• _Task goal_
Among the lines below, a stretch begins at the one with "itself, and that" and ends at the one with "connected device on, it". Repeat that stretch exactly, ends included.

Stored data
☆ ☆ ☆

PR #236, opened 2026-09-19
Experimental host USB passthrough, plus two build fixes

vcanuel:
## What this is

An experimental opt-in that hands **one** Mac USB device to the guest -- a new
row on the start menu, a picker sheet, and the launcher and runtime changes
behind them -- plus two independent build fixes found while getting the runtime
to compile.

It is offered as a proposal rather than a finished feature, but not because the
mechanism is unproven. Passthrough works end to end on macOS, including USB mass
storage, and the measurements are below. What it needs is a decision this branch
cannot make: **libusb will only take a device away from macOS for a process that
holds `com.apple.vm.device-access` or runs as root**, and choosing between those
two belongs to whoever ships the app.

## The start menu

A **USB device (experimental)** row joins the integration rows, between port
forwarding and immersive mode, with the same shape as the shared folder row:

- **Choose…** opens a sheet listing every non-hub device attached to this Mac
  through IOKit, as `Name · vid:pid` so it matches what `lsusb` prints in the
  guest. A saved device that is currently unplugged stays selectable as
  *Not connected: …*, so reopening the sheet cannot silently forget it.
  Saving turns passthrough on; the sheet says the choice applies on the next
  start, that macOS keeps drives, keyboards, audio, video and iPhones for
  itself, and that replugging while Omarchy runs can freeze the window for up
  to 30 seconds.
- **Turn On** / **Turn Off** keeps the chosen device without reselecting.
- The detail line states the saved device and whether it is plugged in right
  now (*"… is not plugged in. Omarchy will start without it."*). With a
  connected device on, it says the device appears in Omarchy but macOS keeps
  its data -- never that Omarchy takes it over, and a test asserts that.
- When `OMARCHY_QEMU_GPU_USB_HOST` is set in the environment the row shows
  the value, reports that the environment owns the choice, and disables the
  buttons that would not change it -- the treatment the VM Location row
  already gives `OMARCHY_QEMU_GPU_STATE_ROOT`.

Two whole-window layout tests render the row inside a real `StartMenuWindow`,
with and without a device, and assert its text stays clear of the button column.

## The feature

The launcher adds one xHCI controller and one `usb-host` device bound to the
chosen vendor and product identifiers, which survive the re-enumeration a
device performs when it is unplugged, or a phone when it is unlocked. A bus
address does not, which is why it is not used.

One device rather than every device: `usb-host` claims a device away from macOS
for as long as the VM runs, so a blanket grant would hand the guest this Mac's
dock, keyboard and display controls the moment it starts. Hubs are filtered out
of the picker for the same reason.

`OMARCHY_QEMU_GPU_USB_HOST` overrides the saved choice with a raw `usb-host`
property list for scripted launches (`vendorid=0x05ac`, or
`hostbus=1,hostaddr=6`). The value is validated against a strict pattern rather
than pasted onto the command line, and the row reports when the environment owns
the choice and disables the buttons that would not change it — the same
treatment `OMARCHY_QEMU_GPU_STATE_ROOT` already gets on the VM Location row.

The runtime needed libusb, which `--without-default-features` left out.
`libusb` 1.0.30 joins the pinned `arm64_sequoia` bottle set with its checksum,
`--enable-libusb` joins configure, and `lib/libusb-1.0.0.dylib` joins the
runtime manifest so the existing relocation, signing and Mach-O validation cover
it unchanged.

## What was measured

On an Apple Silicon Mac, with the runtime rebuilt from this branch:

- configure reports `libusb : YES 1.0.30` → `enabled`, and builds
  `hw_usb_host-libusb.c.o`
- the staged QEMU exposes `usb-host` and `qemu-xhci`; `libusb-1.0.0.dylib`
  relocates to `@executable_path/../lib/`, signs, and passes the 17-image
  Mach-O validation
- with no opt-in the command line gains zero USB arguments
- with an opt-in it gains exactly `-device qemu-xhci,id=omarchy-usb` and
  `-device usb-host,bus=omarchy-usb.0,id=omarchy-usb-host,<properties>`
- a value carrying extra QEMU options is refused

## What privilege decides

libusb's Darwin backend takes exactly two kinds of caller and turns every other
one away before the kernel is ever asked:

```c
/* libusb/os/darwin_usb.c, darwin_detach_kernel_driver() */
if (darwin_has_capture_entitlements ()) {   /* com.apple.vm.device-access */
  ...
} else {
  if (0 != geteuid()) {
    usbi_warn (ctx, "USB device capture requires either an entitlement "
                    "(com.apple.vm.device-access) or root privilege");
    return LIBUSB_ERROR_ACCESS;
  }
}
```

**Unprivileged, which is how the app ships**, a device macOS drives enumerates
in the guest but never gets a configuration: `lsusb` lists it while
`bConfigurationValue` stays empty, and no `sda`, input device or camera appears.
A standalone libusb program linked against the shipped dylib reproduces it in
isolation — `libusb_detach_kernel_driver` and `libusb_claim_interface` both
return `LIBUSB_ERROR_ACCESS` in 0.00 s. Surveying all sixteen USB devices
attached to the test Mac found an Apple driver bound to every one, docks
included through `AppleUSBHostBillboardDevice`, so the set that works today is
narrow: hardware macOS has no driver for at all, such as SDR receivers, JTAG
probes and vendor-specific boards.

**As root, this same build takes a driver-claimed device completely.** With a
SanDisk 3.2Gen1 stick, a class macOS drives through `IOUSBMassStorageDriver`:

```
# inside the guest
$ lsblk
sda      57.3G disk
|-sda1     200M part vfat  EFI
`-sda2      57G part vfat  VCAUSB  /run/media/vcanuel/VCAUSB
$ basename $(readlink /sys/bus/usb/devices/2-1:1.0/driver)
uas
$ cat /sys/bus/usb/devices/2-1/speed
5000
$ dd if=/dev/urandom of=/run/media/vcanuel/VCAUSB/t.bin bs=1M count=256 conv=fsync
268435456 bytes (268 MB, 256 MiB) copied, 4.17614 s, 64.3 MB/s
```

The guest binds `uas` at SuperSpeed, the volume automounts on the Omarchy
desktop, and writes land on the stick. **No code in this branch changes between
the two cases** — only the effective uid of the process calling libusb.

Neither door is free, which is why this is a maintainer decision and not a
commit here. `com.apple.vm.device-access` is restricted: Apple grants it per
developer team, delivers it in a provisioning profile, and DTS describes it as
intended for virtualization apps shipping on the Mac App Store. Root is not a
free alternative either, because libusb reads the effective uid of the *calling
process* — there is no split like `qemu-bridge-helper`, so it would be QEMU
itself running as root with a GUI attached. libusb/libusb#1014 tracks the same
question upstream. The README's *Passing a USB device to Omarchy* section
carries all of this -- the libusb excerpt, both measured cases and what each
door costs -- so a user who wonders why a drive does not show up finds the
answer there rather than in a closed PR.

## Two failure modes worth knowing

**The main loop blocks on capture.** Every attempt goes through libusb's
`darwin_reenumerate_device()`, which polls an atomic for up to
`DARWIN_REENUMERATE_TIMEOUT_US` — ten seconds — on whichever thread called it,
and QEMU calls it from the main loop. A QEMU-side detach blocked it for 10.08 s,
and one physical replug stalled the guest's USB enumeration for 29.8 s (guest
kernel timestamps 34.98 → 64.77). The guest keeps computing; the window stops
redrawing and stops accepting input until the timeout expires. A successful
capture costs about 5 s of the same at startup.

**An unclean exit wedges the device.** After QEMU was killed mid-reset, every
bulk transfer to the stick timed out — from QEMU and from a plain libusb program
alike, both as root, with `libusb_claim_interface` still reporting success. One
physical unplug and replug restored it, and the same program then completed a
bulk-only SCSI INQUIRY in 20 ms. This cost a long detour here: the same symptom
was first read as a UAS streams problem, and `usb-storage.quirks=…:u` did switch
the guest to bulk-only without fixing anything. Both are in the README so the
next person does not repeat it.

## Two independent build fixes

Both stand alone and are useful without the feature.

**`make runtime` could not build.** QEMU's `mkvenv` runs offline, and the pinned
`wheel` 0.48.0 resolves `packaging` at install time, which no macOS system
Python ships:

```
ERROR: No matching distribution found for packaging>=24.0
*** Ouch! ***
```

`packaging` 26.3 is now vendored beside the other wheels, pinned by SHA-256 and
verified the same way.

**`make guest` hid why it failed.** `resolve-package-lock.py` reported only
stderr, so a failed resolution surfaced as a bare `error: failed to prepare
transaction (could not satisfy dependencies)` while the line naming the package
went to stdout and was dropped. Both streams are reported now, which is how the
real cause became visible:

```
:: unable to satisfy dependency 'libaquamarine.so=14-64' required by hyprland
```

That drift is real and blocks `make guest` right now: `extra` moved aquamarine
0.14 → 0.15.1-1 (soname 13 → 14) and hyprland 0.56.1-3 → 0.56.2-3, so the
reviewed `aquamarine` ABI pin shadows the copy the newer hyprland requires. It is
**not addressed here** — it is a supply-chain review that belongs in its own
change. Worth noting that `extra` is self-consistent again (aquamarine 0.15.1 +
hyprtoolkit 0.5.4-6 + hyprland 0.56.2-3 + guiutils 0.2.2-3 all agree on soname
14), and that `patches/hyprland/rounded-border-coverage.patch` applies cleanly to
the 0.56.2 sources.

## Testing

`make test` passes: 281 Swift tests in 58 suites, plus every shell and Python
contract. New coverage is 11 tests for the preference, launch environment,
environment override and presentation rules, 2 for the row's rendering inside a
real `StartMenuWindow`, and a `qemu-usb-passthrough.test.sh` contract asserting
the default command line stays free of USB devices.

`macos/build-qemu-gpu-runtime.sh` was run end to end; the pinned libusb bottle
checksum was taken from the Homebrew `arm64_sequoia` manifest and the archive was
downloaded and verified before pinning, as was the `packaging` wheel from PyPI.

The root run used a throwaway APFS clone of the app bundle and of the VM state
root, so nothing outside `/private/tmp` was written. Two things had to be worked
around and are worth knowing if you reproduce it: the storage layer correctly
refuses a workspace owned by another uid, and `zstd` running as root copies the
source file's ownership onto the disk image it expands, which lands a user-owned
file in a root-owned workspace.

Two AppKit notes: the start-menu rendering tests had to join the existing
serialized suite, because two `StartMenuWindow`s laid out concurrently on the
main actor disturb each other's reported content size; and the USB row asserts
its own two detail lines stay clear of the button column rather than re-asserting
the menu-wide width the storage test already owns.

## Not addressed

- the Arch Linux ARM ABI drift above
- choosing between `com.apple.vm.device-access` and a root mode, and any code to
  support either; both are maintainer calls
- the two libusb-side problems above, which look like upstream bugs rather than
  anything to fix in this repository
- a raw `/dev/rdiskN` attached as virtio-blk, which would reach a USB drive
  without any of this, but is a different mechanism and a different discussion


themartiano:
This would be a great addition. Makes a big difference for daily usage.
What is missing so we can get that production-ready? Anything I can help with?

Codex reported these issues:
- **Common devices don’t work in the shipped privilege model.** Capturing devices already controlled by macOS requires the restricted entitlement or root. Neither supported path is implemented. The privilege restriction is confirmed in [libusb’s source](https://github.com/libusb/libusb/blob/v1.0.30/libusb/os/darwin_usb.c#L2664-L2684).
- **Lifecycle reliability remains unresolved.** The author reports replugging can freeze the window for roughly 30 seconds, and an unclean exit can leave the device unusable until physically reconnected. These are documented, not fixed. [PR evidence](https://github.com/omacom/try-omarchy/pull/236)
- **Selection doesn’t identify a physical device.** The picker collapses devices sharing vendor/product IDs into one entry; QEMU can take whichever matching unit it finds first. Two identical drives or development boards cannot be distinguished. [Selection code](https://github.com/omacom/try-omarchy/blob/8d25fc37a29d49de35163721ed026b94c7e60c5c/macos/Sources/OmarchyVMHelper/USBPassthrough.swift#L115-L117)

vcanuel:
Thanks! Pushed a fix for the selection issue: identical devices are now listed separately and pinned by `hostport` (+`hostbus`) when a twin is attached; if QEMU can't tell them apart (bus 0 is a wildcard), the launch passes neither. Also merged `main` to clear the conflicts.

The two remaining blockers aren't fixable in this PR alone:
1. **Privilege** — the real unlock is `com.apple.vm.device-access`, which Apple grants per team via a provisioning profile. That's the biggest help you could give: requesting it for the project's Team ID. Running QEMU as root is the only alternative and I don't think we should ship that.
2. **Lifecycle** — the freeze comes from libusb's `darwin_reenumerate_device()` blocking QEMU's main loop. Fixing it means patching QEMU to do the capture off the main loop; I'd rather do that as a follow-up once the entitlement path is settled, since it changes what the capture path looks like.

themartiano:
I'll handle `com.apple.vm.device-access`, see if we can get approval.
Is disconnect / reconnect working smoothly? 
We also need smooth UX for connecting a new device etc. If UI says A-OK it must be working inside the VM.
With `com.apple.vm.device-access` I think we should be able to allow users to connect any devices from any ports.
Also I've fixed two issues I found and pushed.
Bit of a dump, LMK @vcanuel 
Would love to include this in the next release if possible

vcanuel:
Thanks for picking up `com.apple.vm.device-access`, and for the two fixes! I tested the branch on an Apple Silicon Mac with a SanDisk 3.2Gen1 stick, first unprivileged (as shipped), then with QEMU running as root to stand in for the entitlement.

**Unprivileged (as shipped)**

| Scenario | Result |
|---|---|
| Stick on a direct Mac port (bus 2) | ✅ in guest `lsusb`; macOS keeps the data, as documented |
| Stick behind a hub / dock (bus 0) | ✅ after 0489561; refused before |
| Unplug / replug while the VM runs | ✅ no freeze, device leaves and comes back |
| Move to another port | ✅ start menu flags the missing port, choice is kept |

**As root (stand-in for the entitlement)**

| Scenario | Result |
|---|---|
| Capture of a macOS-driven drive | ✅ mounts on the Omarchy desktop at boot |
| Write speed (`dd` 256 MiB, `fsync`) | ✅ 72.7 MB/s, `usb-storage` |
| Unmount, unplug, replug while the VM runs | ✅ back and remounted in ~5 s, window responsive |
| Same with xHCI streams on (`uas`) | ❌ first command after each connection times out after 30 s; mounts only after two resets, ~60 s |

**Two fixes pushed**

- **0489561 — `hostbus=0` is now exact.** With "Keep USB selections bound to the chosen port", every bus-0 device was refused, because upstream QEMU reads `hostbus=0` as "any bus". But libusb's Darwin backend numbers the first controller 0, and on my Mac that's the controller behind *every* dock and hub port, so almost nothing was selectable, while the picker still offered it. A small QEMU patch (`qemu-usb-host-exact-bus.patch`) moves "any bus" to `UINT32_MAX`; the launcher refuses a runtime without it, and the app pins bus 0 like any other bus.
- **442247e — `qemu-xhci,streams=off`.** With streams on, the guest picks `uas`, and bulk streams don't seem to make it through `usb-host` on macOS. With them off, Linux falls back to `usb-storage` by itself (no guest config) and the stick is ready ~1.2 s after connection. I A/B-tested both on the same stick and port.

**Notes**

- **The freeze did not reproduce**, even as root with a real capture. The README now says "can freeze" and that when the libusb re-enumeration timeout actually triggers isn't pinned down yet. Worth re-checking once the entitlement build exists.
- **Don't use Finder's Eject before handing a drive over.** It sends the stick a SCSI stop, and the stick then reports no medium in the guest (`[sda] Media removed`) until physically replugged. `diskutil unmountDisk` works. The picker could say so, or the app could unmount the volume itself before capture.
- The `libusb_kernel_driver_active: -5 [NOT_FOUND]` lines on stderr are harmless: QEMU probes all 16 possible interfaces and the stick has one. They can be silenced with a one-line QEMU change if you want.

**Unrelated heads-up:** a fresh guest build currently fails on `main` too. Arch Linux ARM mirrors rolled 5 packages past `packages.lock.json` (bubblewrap 0.13.0-1, expat 2.8.5-1, ffmpeg 2:9.0.2-1, gzip 1.15-1, pcsclite 2.5.2-1); `guest/build-container.sh --refresh-package-lock` produces exactly those bumps. I kept it out of this PR.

☆ ☆ ☆

• _Solution_
  itself, and that replugging while Omarchy runs can freeze the window for up
  to 30 seconds.
- **Turn On** / **Turn Off** keeps the chosen device without reselecting.
- The detail line states the saved device and whether it is plugged in right
  now (*"… is not plugged in. Omarchy will start without it."*). With a
  connected device on, it says the device appears in Omarchy but macOS keeps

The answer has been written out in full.